- Conference: Big Sky Conference
- Record: 5–7 (3–5 Big Sky)
- Head coach: Cody Hawkins (2nd season);
- Co-offensive coordinator: Buddy Blevins (1st season)
- Offensive scheme: Run and shoot
- Defensive coordinator: Josh Runda (2nd season)
- Base defense: 3–3–5
- Home stadium: ICCU Dome

= 2024 Idaho State Bengals football team =

American college football season

The 2024 Idaho State Bengals football team represented Idaho State University in the Big Sky Conference during the 2024 NCAA Division I FCS football season.

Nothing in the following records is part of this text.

PR #1286, opened 2026-07-31
Add tokenFile support for Prometheus token refresh

Sandeepyadav93:
## Description

The Prometheus bearer token is set once at startup and never refreshed. For Some providers like GKE/Azure - long-running workloads (>1 hour), the token can expire mid-run causing 401 errors. This adds a tokenFile config field that points to a file re-read on every Prometheus HTTP request, allowing an external process to rotate the token without restarting kube-burner.

- Add tokenFile field to MetricsEndpoint config and Auth struct
- Define PrometheusClient interface (Query/QueryRange) so the Client field can hold either the go-commons static-token client or the new token-file-aware client
- Add tokenFileTransport RoundTripper that reads the token from disk on each request
- Add --token-file CLI flag to index and check-alerts commands
- Wire tokenFile through workloads helper for kube-burner-ocp consumers
- Add unit tests for tokenFileTransport

Explanation of how it works:-

1. kube-burner (pkg/prometheus/prometheus.go) calls prometheus.NewClientWithTokenFile(...) — that's a one-time setup
2. go-commons (prometheus/prometheus.go) stores the tokenFile path in the authTransport struct
3. go-commons authTransport.RoundTrip() — this is the key. It implements http.RoundTripper, which means it runs on every HTTP request the Prometheus client makes

Every time kube-burner does a Query() or QueryRange(), Go's HTTP client calls RoundTrip(), which does:

  if bat.tokenFile != "" {
      tokenBytes, err := os.ReadFile(bat.tokenFile)
      token := strings.TrimSpace(string(tokenBytes))
      req.Header.Set("Authorization", fmt.Sprintf("Bearer %s", token))
  }

  So the file is read fresh on every single Prometheus API call — not cached. That's how the external refresh script's updated token gets picked up automatically.

## Type of change

- New feature

### DIFF
--- a/go.mod
+++ b/go.mod
@@ -5,7 +5,7 @@ go 1.25.0
 require (
 	dario.cat/mergo v1.0.1
 	github.com/Masterminds/sprig/v3 v3.3.0
-	github.com/cloud-bulldozer/go-commons/v2 v2.3.2
+	github.com/cloud-bulldozer/go-commons/v2 v2.3.8
 	github.com/google/uuid v1.6.0
 	github.com/itchyny/gojq v0.12.16
 	github.com/kubernetes-csi/external-snapshotter/client/v4 v4.2.0
--- a/go.sum
+++ b/go.sum
@@ -106,8 +106,8 @@ github.com/chzyer/readline v1.5.1/go.mod h1:Eh+b79XXUwfKfcPLepksvw2tcLE/Ct21YObk
 github.com/chzyer/test v0.0.0-20180213035817-a1ea475d72b1/go.mod h1:Q3SI9o4m/ZMnBNeIyt5eFwwo7qiLfzFZmjNmxjkiQlU=
 github.com/chzyer/test v1.0.0/go.mod h1:2JlltgoNkt4TW/z9V/IzDdFaMTM2JPIi26O1pF38GC8=
 github.com/client9/misspell v0.3.4/go.mod h1:qj6jICC3Q7zFZvVWo7KLAzC3yx5G7kyvSDkc90ppPyw=
-github.com/cloud-bulldozer/go-commons/v2 v2.3.2 h1:Lw6N4tlp+5oIgOQ5Uk4uQLSpXRqK7i2nPEQYmhjypR0=
-github.com/cloud-bulldozer/go-commons/v2 v2.3.2/go.mod h1:UJt/nJdrpuSQjWNQyou1OmDP1DEFHZx7frNxnNawloY=
+github.com/cloud-bulldozer/go-commons/v2 v2.3.8 h1:q9HdNFTnlbCdA6/y6UGd1jg0HImd6j8K4y9CFFrzQsg=
+github.com/cloud-bulldozer/go-commons/v2 v2.3.8/go.mod h1:UJt/nJdrpuSQjWNQyou1OmDP1DEFHZx7frNxnNawloY=
 github.com/cncf/udpa/go v0.0.0-20191209042840-269d4d468f6f/go.mod h1:M8M6+tZqaGXZJjfX53e64911xZQV5JYwmTeXPW+k8Sc=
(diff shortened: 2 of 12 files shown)


pkg/prometheus/prometheus.go
```diff
@@ -27,11 +32,80 @@ import (
...
+	return v, err
+}
+
+func (c *tokenFilePrometheusClient) QueryRange(query string, start, end time.Time, step time.Duration) (model.Value, error) {
+	r := apiv1.Range{Start: start, End: end, Step: step}
+	v, _, err := c.api.QueryRange(context.TODO(), query, r)
+	return v, err
+}
+
+func newTokenFileClient(url, tokenFile, username, password string, tlsSkipVerify bool) (PrometheusClient, error) {
```
rsevilla87: SImilar to the original prometheus implementation I think we should move this code to go-commons

Sandeepyadav93: Thanks Raul for you suggestion, I will iterate on it.

Sandeepyadav93: Trying with https://github.com/cloud-bulldozer/go-commons/pull/71

go.mod
```diff
@@ -158,3 +158,5 @@ replace (
 	k8s.io/client-go => k8s.io/client-go v0.34.3
 	k8s.io/kube-openapi => k8s.io/kube-openapi v0.0.0-20250710124328-f3f2b991d03b
 )
+
+replace github.com/cloud-bulldozer/go-commons/v2 => github.com/Sandeepyadav93/go-commons/v2 v2.0.0-20260803121945-a7240b4a1818
```
Sandeepyadav93: These changes are for test only till https://github.com/cloud-bulldozer/go-commons/pull/71 are merged

go.sum
```diff
@@ -71,6 +71,8 @@ github.com/Microsoft/go-winio v0.6.1/go.mod h1:LRdKpFKfdobln8UmuiYcKPot9D2v6svN5
 github.com/NYTimes/gziphandler v1.1.1/go.mod h1:n/CVRwUEOgIxrgPvAQhUUr9oeUtvrhMomdKFjzJNB0c=
 github.com/PuerkitoBio/purell v1.1.1/go.mod h1:c11w/QuzBsJSee3cPx9rAFu61PvFxuPbtSwDGJws/X0=
 github.com/PuerkitoBio/urlesc v0.0.0-20170810143723-de5bf2ad4578/go.mod h1:uGdkoq3SwY9Y+13GIhn11/XLaGBb4BfwItxLd5jeuXE=
+github.com/Sandeepyadav93/go-commons/v2 v2.0.0-20260803121945-a7240b4a1818 h1:fiiVXugHgifKrINQtzZZwlxHCQfaMiBDmP+JjX/pwYg=
```
Sandeepyadav93: These changes are for test only till https://github.com/cloud-bulldozer/go-commons/pull/71 are merged

pkg/prometheus/prometheus.go
Sandeepyadav93: @rsevilla87 Thanks for the suggestion! I've moved the token file logic to go-commons and opened a PR there: https://github.com/cloud-bulldozer/go-commons/pull/71

This PR is now simplified to consume NewClientWithTokenFile from go-commons instead of implementing custom transport/client types here.

Keeping this in draft since we need the go-commons PR to merge first — currently using my fork via a replace directive in go.mod for testing, which will be reverted once go-commons is released.

Also added documentation for the new tokenFile field and --token-file CLI flag.

Could you please take another look when you get a chance?

Sandeepyadav93:
@vishnuchalla PTAL, I don't think the failing job test-k8s v1.34.8 is related to my PR, I am seeing the same failure on some other PRs.

vishnuchalla (approved):
lgtm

Led by second-year head coach Cody Hawkins, the Bengals played their home games on campus at the ICCU Dome, an indoor facility in Pocatello, Idaho.

==Preseason==
===Polls===
On July 21, 2024, during the virtual Big Sky Kickoff, the Bengals were predicted to finish 8th in the Big Sky by the coaches, and 10th by the media.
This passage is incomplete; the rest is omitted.